## TASK TO CARRY OUT
The data below needs to be returned exactly, line for line.

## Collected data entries
PR #1586, opened 2023-10-04
feat: support multiple paths in V2 functions

eduardoboucas:
#### Summary

Allow an array of strings in the `path` in-source configuration property of V2 functions.

The types [already allow this](https://github.com/netlify/functions/blob/3270f5f7823aef8f27e62ab39322514481b7b171/src/function/v2.ts#L10), as well as the rest of the infrastructure.

### DIFF
--- a/src/utils/routes.ts
+++ b/src/utils/routes.ts
@@ -19,10 +19,6 @@ const isPathLiteral = (path: string) => {
 }
 
 const getRoute = (path: unknown, functionName: string, methods: string[]): Route | undefined => {
-  if (!path) {
-    return
-  }
-
   if (typeof path !== 'string') {
     throw new FunctionBundlingUserError(`'path' property must be a string, found '${typeof path}'`, {
       functionName,
--- a/src/utils/routes.ts
+++ b/src/utils/routes.ts
@@ -1,6 +1,7 @@
 import { RUNTIME } from '../runtimes/runtime.js'
 
 import { FunctionBundlingUserError } from './error.js'
+import { nonNullable } from './non_nullable.js'
 import { ExtendedURLPattern } from './urlpattern.js'
 
 export type Route = { pattern: string; methods: string[] } & ({ literal: string } | { expression: string })
@@ -17,9 +18,9 @@ const isPathLiteral = (path: string) => {
   return parts.every((part) => !isExpression(part))
 }
 
-export const getRoutesFromPath = (path: unknown, functionName: string, methods: string[]): Route[] => {
+const getRoute = (path: unknown, functionName: string, methods: string[]): Route | undefined => {
   if (!path) {
-    return []
+    return
   }
 
   if (typeof path !== 'string') {
@@ -37,7 +38,7 @@ export const getRoutesFromPath = (path: unknown, functionName: string, methods: 
   }
 
   if (isPathLiteral(path)) {
-    return [{ pattern: path, literal: path, methods }]
+    return { pattern: path, literal: path, methods }
   }
 
   try {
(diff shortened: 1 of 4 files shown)


tests/unit/runtimes/node/in_source_config.test.ts
```diff
@@ -262,7 +262,7 @@ describe('V2 API', () => {
     })
 
     test('With an invalid pattern', () => {
-      expect.assertions(4)
+      expect.assertions(8)
```
lukasholzer, line 265: oof 🫣

tests/unit/runtimes/node/in_source_config.test.ts
```diff
@@ -317,5 +336,26 @@ describe('V2 API', () => {
...
       ])
     })
+
+    test('Using multiple paths', () => {
+      const source = `export default async () => {
+        return new Response("Hello!")
+      }
+  
+      export const config = {
+        path: ["/store/:category/products/:product-id", "/super-awesome-campaign"]
```
lukasholzer, line 346: can we make the second one a named group as well?

+ Can we add a test for what if both routes are the same?
+ What if I add falsy values like `null` or `undefined` to the array? Do we throw type errors if numbers or whatever is provided? (You have a non nullable function but no test cases for it)

src/utils/routes.ts
```diff
@@ -52,11 +49,22 @@ export const getRoutesFromPath = (path: unknown, functionName: string, methods:
...
+
+export const getRoutes = (input: unknown, functionName: string, methods: string[]): Route[] => {
+  if (!input) {
+    return []
+  }
+
+  const paths = Array.isArray(input) ? input : [input]
+  const routes = paths.map((path) => getRoute(path, functionName, methods ?? [])).filter(nonNullable)
+
+  return routes
```
lukasholzer, line 69: I would do `return [...new Set(routes)]` to remove duplicates

src/utils/routes.ts
```diff
@@ -52,11 +49,22 @@ export const getRoutesFromPath = (path: unknown, functionName: string, methods:
...
+    return { pattern: path, expression: normalizedRegex, methods }
   } catch {
     throw new FunctionBundlingUserError(`'${path}' is not a valid path according to the URLPattern specification`, {
       functionName,
       runtime: RUNTIME.JAVASCRIPT,
     })
   }
 }
+
+export const getRoutes = (input: unknown, functionName: string, methods: string[]): Route[] => {
```
lukasholzer, line 61: NIT: would love a small jsdoc that explains the parameters and the method. So that a tipsy on call engineer at 2am in the morning can understand it as well :D

src/utils/routes.ts
```diff
@@ -17,11 +18,7 @@ const isPathLiteral = (path: string) => {
   return parts.every((part) => !isExpression(part))
 }
 
-export const getRoutesFromPath = (path: unknown, functionName: string, methods: string[]): Route[] => {
-  if (!path) {
-    return []
-  }
-
+const getRoute = (path: unknown, functionName: string, methods: string[]): Route | undefined => {
```
lukasholzer, line 21: NIT: small jsdoc would be nice

lukasholzer (approved):
Some small comments and request for tests but nothing blocking ;)

src/utils/routes.ts
eduardoboucas: Done in https://github.com/netlify/zip-it-and-ship-it/pull/1586/commits/9e2cac92e2a50eb82f1ae5f112651b3933522d81.

eduardoboucas: We can't do it on `routes` because it's an array of objects. I've done it in `paths`.

tests/unit/runtimes/node/in_source_config.test.ts
eduardoboucas: I've added more tests to capture this.

tests/unit/runtimes/node/in_source_config.test.ts
eduardoboucas: I didn't think it was worth splitting into another test.

src/utils/routes.ts
eduardoboucas: Done.

src/utils/routes.ts
eduardoboucas: Done.

eduardoboucas:
@lukasholzer I think I addressed all your feedback. I ended up having to make some changes in the AST parsing, because when processing arrays we were only looking for strings, so any other primitive values were ignored (so we couldn't throw a type error if people tried to use them).

This has now been addressed.

tests/unit/runtimes/node/in_source_config.test.ts
eduardoboucas: I've split this into two tests now.

lukasholzer (approved):
Thanks for the added test cases! 🚀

## SOLUTION TO THE EXERCISE
PR #1586, opened 2023-10-04
feat: support multiple paths in V2 functions

eduardoboucas:
#### Summary

Allow an array of strings in the `path` in-source configuration property of V2 functions.

The types [already allow this](https://github.com/netlify/functions/blob/3270f5f7823aef8f27e62ab39322514481b7b171/src/function/v2.ts#L10), as well as the rest of the infrastructure.

### DIFF
--- a/src/utils/routes.ts
+++ b/src/utils/routes.ts
@@ -19,10 +19,6 @@ const isPathLiteral = (path: string) => {
 }
 
 const getRoute = (path: unknown, functionName: string, methods: string[]): Route | undefined => {
-  if (!path) {
-    return
-  }
-
   if (typeof path !== 'string') {
     throw new FunctionBundlingUserError(`'path' property must be a string, found '${typeof path}'`, {
       functionName,
--- a/src/utils/routes.ts
+++ b/src/utils/routes.ts
@@ -1,6 +1,7 @@
 import { RUNTIME } from '../runtimes/runtime.js'
 
 import { FunctionBundlingUserError } from './error.js'
+import { nonNullable } from './non_nullable.js'
 import { ExtendedURLPattern } from './urlpattern.js'
 
 export type Route = { pattern: string; methods: string[] } & ({ literal: string } | { expression: string })
@@ -17,9 +18,9 @@ const isPathLiteral = (path: string) => {
   return parts.every((part) => !isExpression(part))
 }
 
-export const getRoutesFromPath = (path: unknown, functionName: string, methods: string[]): Route[] => {
+const getRoute = (path: unknown, functionName: string, methods: string[]): Route | undefined => {
   if (!path) {
-    return []
+    return
   }
 
   if (typeof path !== 'string') {
@@ -37,7 +38,7 @@ export const getRoutesFromPath = (path: unknown, functionName: string, methods: 
   }
 
   if (isPathLiteral(path)) {
-    return [{ pattern: path, literal: path, methods }]
+    return { pattern: path, literal: path, methods }
   }
 
   try {
(diff shortened: 1 of 4 files shown)


tests/unit/runtimes/node/in_source_config.test.ts
```diff
@@ -262,7 +262,7 @@ describe('V2 API', () => {
     })
 
     test('With an invalid pattern', () => {
-      expect.assertions(4)
+      expect.assertions(8)
```
lukasholzer, line 265: oof 🫣

tests/unit/runtimes/node/in_source_config.test.ts
```diff
@@ -317,5 +336,26 @@ describe('V2 API', () => {
...
       ])
     })
+
+    test('Using multiple paths', () => {
+      const source = `export default async () => {
+        return new Response("Hello!")
+      }
+  
+      export const config = {
+        path: ["/store/:category/products/:product-id", "/super-awesome-campaign"]
```
lukasholzer, line 346: can we make the second one a named group as well?

+ Can we add a test for what if both routes are the same?
+ What if I add falsy values like `null` or `undefined` to the array? Do we throw type errors if numbers or whatever is provided? (You have a non nullable function but no test cases for it)

src/utils/routes.ts
```diff
@@ -52,11 +49,22 @@ export const getRoutesFromPath = (path: unknown, functionName: string, methods:
...
+
+export const getRoutes = (input: unknown, functionName: string, methods: string[]): Route[] => {
+  if (!input) {
+    return []
+  }
+
+  const paths = Array.isArray(input) ? input : [input]
+  const routes = paths.map((path) => getRoute(path, functionName, methods ?? [])).filter(nonNullable)
+
+  return routes
```
lukasholzer, line 69: I would do `return [...new Set(routes)]` to remove duplicates

src/utils/routes.ts
```diff
@@ -52,11 +49,22 @@ export const getRoutesFromPath = (path: unknown, functionName: string, methods:
...
+    return { pattern: path, expression: normalizedRegex, methods }
   } catch {
     throw new FunctionBundlingUserError(`'${path}' is not a valid path according to the URLPattern specification`, {
       functionName,
       runtime: RUNTIME.JAVASCRIPT,
     })
   }
 }
+
+export const getRoutes = (input: unknown, functionName: string, methods: string[]): Route[] => {
```
lukasholzer, line 61: NIT: would love a small jsdoc that explains the parameters and the method. So that a tipsy on call engineer at 2am in the morning can understand it as well :D

src/utils/routes.ts
```diff
@@ -17,11 +18,7 @@ const isPathLiteral = (path: string) => {
   return parts.every((part) => !isExpression(part))
 }
 
-export const getRoutesFromPath = (path: unknown, functionName: string, methods: string[]): Route[] => {
-  if (!path) {
-    return []
-  }
-
+const getRoute = (path: unknown, functionName: string, methods: string[]): Route | undefined => {
```
lukasholzer, line 21: NIT: small jsdoc would be nice

lukasholzer (approved):
Some small comments and request for tests but nothing blocking ;)

src/utils/routes.ts
eduardoboucas: Done in https://github.com/netlify/zip-it-and-ship-it/pull/1586/commits/9e2cac92e2a50eb82f1ae5f112651b3933522d81.

eduardoboucas: We can't do it on `routes` because it's an array of objects. I've done it in `paths`.

tests/unit/runtimes/node/in_source_config.test.ts
eduardoboucas: I've added more tests to capture this.

tests/unit/runtimes/node/in_source_config.test.ts
eduardoboucas: I didn't think it was worth splitting into another test.

src/utils/routes.ts
eduardoboucas: Done.

src/utils/routes.ts
eduardoboucas: Done.

eduardoboucas:
@lukasholzer I think I addressed all your feedback. I ended up having to make some changes in the AST parsing, because when processing arrays we were only looking for strings, so any other primitive values were ignored (so we couldn't throw a type error if people tried to use them).

This has now been addressed.

tests/unit/runtimes/node/in_source_config.test.ts
eduardoboucas: I've split this into two tests now.

lukasholzer (approved):
Thanks for the added test cases! 🚀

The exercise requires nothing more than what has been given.